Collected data
----------

PR #67, opened 2021-01-18
refine CHANGELOG and fix online help bug

hualin-adsk:
##### Objective
In this commit I want to fix the online help bug, because the latest AutoCAD has not been released, so the ACAD2022 help can not get. And I also refined the changelog text.

##### Abstractions
Our tester complains these two issues to us that the "online help" is broken at this point that the new AutoCAD 2022 has not been released. And the change log text is also not correct. So in this commit I aimed to resolve those two issues.

##### Tests performed
- to test the "Online help" can work well for built in keywords

##### Screen shot
Not applicable for this PR

### DIFF
--- a/CHANGELOG.md
+++ b/CHANGELOG.md
@@ -1,10 +1,11 @@
-## [1.4.0] - 2020-09-21
+## [1.4.0] - 2021-01-20
 a. Added Right Click -> 'Open Online Help' feature. This makes it possible for users to quickly access official documentation on a selected symbol.
+b. Support to insert custom regions.
+c. F12 "Go to definition" support.
+d. Fix DCL comments issue and other minor bugs.
 
-b. Online Help GUID targets were provided by a new data source (webHelpAbstraction.json) that will likely be used to provide future intellisense enhancements
-
-c. Fixed a bug with DCL comments. Both single line and Block comments should now be working.
-
+## [1.3.2] - 2020-12-17
+Remove the call to the deprecated vscode APIs
 
 ## [1.3.0] - 2020-06-12
 a.	Support AutoLISP project editing. Support find and replace in the open project.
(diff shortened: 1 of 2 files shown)


CHANGELOG.md
```diff
@@ -1,10 +1,11 @@
-## [1.4.0] - 2020-09-21
+## [1.4.0] - 2021-01-20
```
hualin-adsk, line 1: This time will be refined when it is time to release 1.4.0

extension/src/help/openWebHelp.ts
```diff
@@ -148,7 +148,7 @@ class WebHelpEntity {
 
 	static getDefaultHelpLink(): string {
 		let lang: string = WebHelpEntity.getLanguageUrlDomain();
-		let year: number = new Date().getFullYear() + 1;
+		let year: number = new Date().getFullYear();
```
Sen-real, line 151: Can we have a fallback logic here? if 2022 doesn't exist, then we visit 2021?

JD-Howard: Its currently a blind open of a URL that is expected to exist. If we want to test it, then we'll have to do all kinds of HTTP GET work. Where does that end? If Current Year & CY + 1 both fail do we start trying other languages too?

In an email Hualin and I drew the conclusion it made sense to just target the current year to forever avoid this problem. It's not like the help really changes much from year to year and our JSON won't have the GUID's for the next releases new functions without doing the HelpAbstractionGenerator.exe process. If it next release doesn't exist, then we couldn't perform that collection step anyway. 

With that said, we could probably embed the target year into the webHelpAbstraction.json, but that is my only reasonable way to solve this dilemma without doing work that won't offer real benefits. If you want to go down that road, merge this PR and I can work on the various things associated with the C# project in a different one.

Sen-real (approved):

----------

**TASK ITEM**
Could you reproduce the data above exactly as given?

**ANSWER BOX**
PR #67, opened 2021-01-18
refine CHANGELOG and fix online help bug

hualin-adsk:
##### Objective
In this commit I want to fix the online help bug, because the latest AutoCAD has not been released, so the ACAD2022 help can not get. And I also refined the changelog text.

##### Abstractions
Our tester complains these two issues to us that the "online help" is broken at this point that the new AutoCAD 2022 has not been released. And the change log text is also not correct. So in this commit I aimed to resolve those two issues.

##### Tests performed
- to test the "Online help" can work well for built in keywords

##### Screen shot
Not applicable for this PR

### DIFF
--- a/CHANGELOG.md
+++ b/CHANGELOG.md
@@ -1,10 +1,11 @@
-## [1.4.0] - 2020-09-21
+## [1.4.0] - 2021-01-20
 a. Added Right Click -> 'Open Online Help' feature. This makes it possible for users to quickly access official documentation on a selected symbol.
+b. Support to insert custom regions.
+c. F12 "Go to definition" support.
+d. Fix DCL comments issue and other minor bugs.
 
-b. Online Help GUID targets were provided by a new data source (webHelpAbstraction.json) that will likely be used to provide future intellisense enhancements
-
-c. Fixed a bug with DCL comments. Both single line and Block comments should now be working.
-
+## [1.3.2] - 2020-12-17
+Remove the call to the deprecated vscode APIs
 
 ## [1.3.0] - 2020-06-12
 a.	Support AutoLISP project editing. Support find and replace in the open project.
(diff shortened: 1 of 2 files shown)


CHANGELOG.md
```diff
@@ -1,10 +1,11 @@
-## [1.4.0] - 2020-09-21
+## [1.4.0] - 2021-01-20
```
hualin-adsk, line 1: This time will be refined when it is time to release 1.4.0

extension/src/help/openWebHelp.ts
```diff
@@ -148,7 +148,7 @@ class WebHelpEntity {
 
 	static getDefaultHelpLink(): string {
 		let lang: string = WebHelpEntity.getLanguageUrlDomain();
-		let year: number = new Date().getFullYear() + 1;
+		let year: number = new Date().getFullYear();
```
Sen-real, line 151: Can we have a fallback logic here? if 2022 doesn't exist, then we visit 2021?

JD-Howard: Its currently a blind open of a URL that is expected to exist. If we want to test it, then we'll have to do all kinds of HTTP GET work. Where does that end? If Current Year & CY + 1 both fail do we start trying other languages too?

In an email Hualin and I drew the conclusion it made sense to just target the current year to forever avoid this problem. It's not like the help really changes much from year to year and our JSON won't have the GUID's for the next releases new functions without doing the HelpAbstractionGenerator.exe process. If it next release doesn't exist, then we couldn't perform that collection step anyway. 

With that said, we could probably embed the target year into the webHelpAbstraction.json, but that is my only reasonable way to solve this dilemma without doing work that won't offer real benefits. If you want to go down that road, merge this PR and I can work on the various things associated with the C# project in a different one.

Sen-real (approved):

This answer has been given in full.